I was at the Usenix conference last month and there were several very interesting presentations from students relating to enhancements for Linux. not one of them had the code available (under any conditions), let alone attempted to get it merged.

I brought up the issue with the Usenix staff and they acknowledged that this is a problem and started talking about releasing the code becoming a requirement (ar at the very least, very strongly encouraged) in the future.

when I asked the students about availablity of their code I got the responses "I'm too busy to release it", "the code isn't clean enough to let anyone see it", "I'll release it 'soon'", etc (note that these are the same things you hear from companies about releasing their code)

I think it's a general problem, not university specific.


(Log in to post comments)

they are writing Linux code, but not releasing it.

Posted Jul 24, 2007 22:40 UTC (Tue) by JoeF (guest, #4486) [Link]

For graduate students, that's rather normal. Grad students need to write papers, and the code has just to be good enough to run, so it often is prototype quality. Some universities have staff programmers who actually clean up the code and make it release quality.
Grad students who submit code to major projects like Apache usually have a personal interest outside of their studies for that (sometimes it leads to the topic for the PhD thesis.)

they are writing Linux code, but not releasing it.

Posted Jul 25, 2007 13:56 UTC (Wed) by zooko (subscriber, #2589) [Link]

Scientific work should come with source code, not because of the value of Free Software, but because of the older value of Reproducible Science.

Referees should reject as "unreproducible" any results which require source code if that source code is not included with the results.

they are writing Linux code, but not releasing it.

Posted Jul 25, 2007 17:28 UTC (Wed) by khim (subscriber, #9252) [Link]

Referees should reject as "unreproducible" any results which require source code if that source code is not included with the results.

This is strange approach. Source code usually can be regarded as an equipment - and any reproduction where the same equipment is used can not be called independent! So if you want to talk about science and not alchemy then you must write your own code...

they are writing Linux code, but not releasing it.

Posted Jul 26, 2007 20:20 UTC (Thu) by amikins (subscriber, #451) [Link]
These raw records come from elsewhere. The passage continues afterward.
PR #1957, opened 2021-02-04
Allow "inner_hits" key in ES search body whitelist

### LINKED ISSUE #1956: Allow "inner_hits" key in Elasticsearch search body whitelist
Add the [inner_hits](https://www.elastic.co/guide/en/elasticsearch/reference/7.10/inner-hits.html) ES key for nested query inside our [whitelist](https://github.com/kuzzleio/kuzzle/blob/master/lib/service/storage/elasticsearch.js#L105)

MathieuVeber:
Closes #1956

## What does this PR do ?
Adding compatibility with inner_hits [see here](https://discord.com/channels/306054601436561410/694124702053957720/806623592246804531)

### DIFF
--- a/lib/config/default.config.js
+++ b/lib/config/default.config.js
@@ -250,7 +250,7 @@ module.exports = {
       }
     },
     internalIndex: {
-      bootstrapLockTimeout: 5000
+      bootstrapLockTimeout: 60000
     },
     storageEngine: {
       aliases: ['storageEngine'],
--- a/.kuzzlerc.sample
+++ b/.kuzzlerc.sample
@@ -468,7 +468,7 @@
     //       Maximum amount of time (in milliseconds)
     //       to wait for a concurrent database bootstrap
     "internalIndex": {
-      "bootstrapLockTimeout": 5000
+      "bootstrapLockTimeout": 60000
     },
 
     // [internalCache]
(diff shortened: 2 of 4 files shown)


lib/config/default.config.js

On the contrary; source code is in its essence a set of steps necessary to complete a task.

Can you call any results "reproducible" if you don't have all the steps used to attain the result?

Unless you're publishing or citing a full and -very- well documented algorithm, including the source code is critical for proper science.

they are writing Linux code, but not releasing it.

Posted Jul 26, 2007 1:25 UTC (Thu) by njs (subscriber, #40338) [Link]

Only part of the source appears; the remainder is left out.